Example configuration:

// Source: app/api/ocr-structured-v4/route.ts:269-275
if (isPdf) {
  const engine = process.env.OPENROUTER_PDF_ENGINE || "pdf-text";
  const plugins: unknown = body.plugins || [
    {
      id: "file-parser",
      pdf: { engine },
    },
  ];
  (payload as Record<string, unknown>).plugins = plugins as unknown;
}

mistral-ocr

OPENROUTER_PDF_ENGINE=mistral-ocr

Characteristics:

Uses Mistral AI’s OCR capabilities
Handles scanned documents and images embedded in PDFs
Better for handwritten or low-quality scans
Best for: Scanned invoices, photos of paper documents

If your PDFs are scanned images or photos rather than native digital documents, switch to mistral-ocr for better accuracy.

native

OPENROUTER_PDF_ENGINE=native

Characteristics:

Uses the model’s built-in PDF understanding
No preprocessing or text extraction
Relies entirely on model’s multimodal capabilities
Best for: Testing, comparing approaches, or when other engines fail

Plugin Configuration

You can override the PDF engine on a per-request basis:

// Custom plugin configuration
const response = await fetch("/api/ocr-structured-v4", {
  method: "POST",
  headers: { "Content-Type": "application/json" },
  body: JSON.stringify({
    pdfBase64: pdfDataUrl,
    filename: "invoice.pdf",
    model: "google/gemini-2.5-flash",
    plugins: [
      {
        id: "file-parser",
        pdf: { engine: "mistral-ocr" }
      }
    ]
  })
});

Custom plugins in the request body take precedence over the OPENROUTER_PDF_ENGINE environment variable.

Multi-Page Processing

The system processes all pages in a PDF automatically:

// System prompt excerpt from: app/api/ocr-structured-v4/route.ts:145
"If a PDF is provided, consider ALL pages.
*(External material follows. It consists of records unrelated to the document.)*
PR #1826, opened 2026-04-14
Upgrade build_jacocorunner.sh script for Bazel 9

gergelyfabian:
Added new patch file for Bazel 9.
Treat Bazel 8 as Bazel 7 for earlier usage.

### DIFF
--- a/scripts/build_jacocorunner/0001-Build-Jacoco-for-Bazel-9.0.patch
+++ b/scripts/build_jacocorunner/0001-Build-Jacoco-for-Bazel-9.0.patch
@@ -1,0 +1,29 @@
+From 712d62a8238f3a7fe51e1cf4cc2520b5f249e1d3 Mon Sep 17 00:00:00 2001
+From: =?UTF-8?q?Gergely=20F=C3=A1bi=C3=A1n?= <gergo.fb@gmail.com>
+Date: Tue, 14 Apr 2026 12:28:00 +0200
+Subject: [PATCH] Build Jacoco for Bazel
+
+---
+ org.jacoco.build/pom.xml | 2 +-
+ 1 file changed, 1 insertion(+), 1 deletion(-)
+
+diff --git a/org.jacoco.build/pom.xml b/org.jacoco.build/pom.xml
+index 8aae1543..067cc6a7 100644
+--- a/org.jacoco.build/pom.xml
++++ b/org.jacoco.build/pom.xml
+@@ -691,11 +691,11 @@
+
+                 buildDate = qualifier.substring(0, 4) + "/" + qualifier.substring(4, 6) + "/" + qualifier.substring(6, 8);
+                 project.getProperties().setProperty("build.date", buildDate);
+
+                 commitId = project.getProperties().get("build.commitId");
+-                pkgName = commitId.substring(commitId.length() - 7, commitId.length());
++                pkgName = "29a6edd";
+                 project.getProperties().setProperty("jacoco.runtime.package.name", "org.jacoco.agent.rt.internal_" + pkgName);
+
+                 void loadLicense(String libraryId) {
+                     version = project.getProperties().get(libraryId + ".version");
+                     path = project.getBasedir().toPath().resolve("../org.jacoco.build/licenses/" + libraryId + "-" + version + ".html");
+-- 
+2.25.1
+
--- a/scripts/build_jacocorunner/build_jacocorunner.sh
+++ b/scripts/build_jacocorunner/build_jacocorunner.sh
@@ -2,25 +2,22 @@
 #
 # Script to build custom version of `JacocoCoverage_jarjar_deploy.jar` from Jacoco and Bazel repositories.
 #
-# The script has three flavours: Bazel 5, 6 and 7. Documenting the details for Bazel 7 here.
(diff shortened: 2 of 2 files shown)


scripts/build_jacocorunner/0001-Build-Jacoco-for-Bazel-9.0.patch
```diff
@@ -0,0 +1,29 @@
...
+--- a/org.jacoco.build/pom.xml
++++ b/org.jacoco.build/pom.xml
+@@ -691,11 +691,11 @@
+
+                 buildDate = qualifier.substring(0, 4) + "/" + qualifier.substring(4, 6) + "/" + qualifier.substring(6, 8);
+                 project.getProperties().setProperty("build.date", buildDate);
+
+                 commitId = project.getProperties().get("build.commitId");
+-                pkgName = commitId.substring(commitId.length() - 7, commitId.length());
++                pkgName = "29a6edd";
```
mbland, line 21: I understand hardcoding a `pkgName` follows the pattern from the preexisting patch files in this directory. But why is it necessary? It seems like each of these values are magic numbers.

scripts/build_jacocorunner/build_jacocorunner.sh
```diff
@@ -72,12 +72,16 @@ bazel_major_version=$1
 if [ -z "$bazel_major_version" ]; then
   echo "Please provide Bazel major version"
   exit 1
-elif [ "$bazel_major_version" != "5" ] && [ "$bazel_major_version" != "6" ] && [ "$bazel_major_version" != "7" ]; then
+elif [ "$bazel_major_version" != "5" ] && [ "$bazel_major_version" != "6" ] && [ "$bazel_major_version" != "7" ] && [ "$bazel_major_version" != "8" ] && [ "$bazel_major_version" != "9" ]; then
```
mbland: The shebang is `#!/usr/bin/env bash`, so there's no need to remain tied to pure `sh` syntax. Let's tidy this up to:

```bash
elif [[ "$bazel_major_version" -lt 5 || "$bazel_major_version" -gt 9 ]]; then
```

mbland (changes requested):

scripts/build_jacocorunner/0001-Build-Jacoco-for-Bazel-9.0.patch
gergelyfabian: If I don't do this change, then I'll get an error (when using the previously built JacocoRunner for Bazel 7/8):

`Cause: java.lang.NoClassDefFoundError: org/jacoco/agent/rt/internal_29a6edd/Offline`

This was the direct motivation for adding a new patch file.

gergelyfabian: I get the same exception if I build JacocoRunner without this patch file.

gergelyfabian: The buildnumber-maven-plugin in JaCoCo's pom.xml captures the current git HEAD commit hash and takes its last 7 characters as the package suffix. This suffix gets baked into the jar via Maven shading - all internal classes end up under `org.jacoco.agent.rt.internal_<suffix>`.

The problem is that the fork's 0.8.11-scala branch HEAD is commit `993411620...d88945e`, so an unpatched build would produce the package `org.jacoco.agent.rt.internal_d88945e`. But Bazel's own bundled JaCoCo 0.8.14 jars (in `third_party/java/jacoco/`) were built from upstream JaCoCo commit `2eb24836...29a6edd` (the v0.8.14 release tag), so they contain `org.jacoco.agent.rt.internal_29a6edd`.

At build time, Bazel's `OfflineInstrumentationAccessGenerator` reads `RUNTIMEPACKAGE` from jacoco.properties inside the core jar and injects bytecode into every instrumented class that calls `org.jacoco.agent.rt.internal_29a6edd.Offline.getProbes()`. At runtime, if the agent jar has the Offline class under a different suffix (`_d88945e`), we get `NoClassDefFoundError`.

So the hardcoding is necessary because the fork is built from a different commit than the upstream release that Bazel bundles. Even without any patches, the fork's commit hash differs from upstream's. The value must match what Bazel's own JaCoCo jars were built with - i.e., the last 7 characters of the upstream JaCoCo release commit that the specific Bazel version ships. You can verify: `unzip -p org.jacoco.core-0.8.14.jar org/jacoco/core/jacoco.properties` shows `COMMITID=2eb248366f0eb63fd964fc7a81804b27229a6edd` and `RUNTIMEPACKAGE=org.jacoco.agent.rt.internal_29a6edd`.

(Used AI a bit to confirm this)

gergelyfabian: This also shows, that I need to update the fork to diverge from Jacoco 0.8.14.

gergelyfabian: Upgraded to 0.8.14. This caused a lot more changes.

scripts/build_jacocorunner/build_jacocorunner.sh
gergelyfabian: Fixed.

WojciechMazur (approved):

Prefer HSN tables and tax summaries found on any page as anchors."

Key behaviors:

Full document analysis

The AI analyzes every page of the PDF, not just the first page.

Cross-page reconciliation

Data from summary pages (totals, HSN tables) is used to verify line items from earlier pages.

Duplicate detection

The system treats duplicate copies (Original/Duplicate/Transporter) as a single invoice.

// From system prompt
"Treat duplicate copies (Original/Duplicate/Transporter) as one invoice."

OpenRouter Annotations

To avoid re-parsing PDFs on subsequent requests, use annotations:

// First request - parse the PDF
const firstResponse = await fetch("/api/ocr-structured-v4", {
  method: "POST",
  body: JSON.stringify({
    pdfBase64: pdfDataUrl,
    filename: "invoice.pdf"
  })
});

const firstData = await firstResponse.json();
const annotations = firstData._annotations; // OpenRouter metadata

// Second request - reuse parsed content
const secondResponse = await fetch("/api/ocr-structured-v4", {
  method: "POST",
  body: JSON.stringify({
    pdfBase64: pdfDataUrl,
    filename: "invoice.pdf",
    annotations: annotations // Skip re-parsing
  })
});

How it works:

// Source: app/api/ocr-structured-v4/route.ts:256-265
if (body.annotations) {
  const msgs = payload.messages as Array<Record<string, unknown>>;
  msgs.push({
    role: "assistant",
    content: "Previous file parse metadata",
    annotations: body.annotations as unknown,
  });
}

Using annotations can significantly reduce processing costs for PDFs, especially large multi-page documents. The AI reuses the parsed text without re-processing the binary file.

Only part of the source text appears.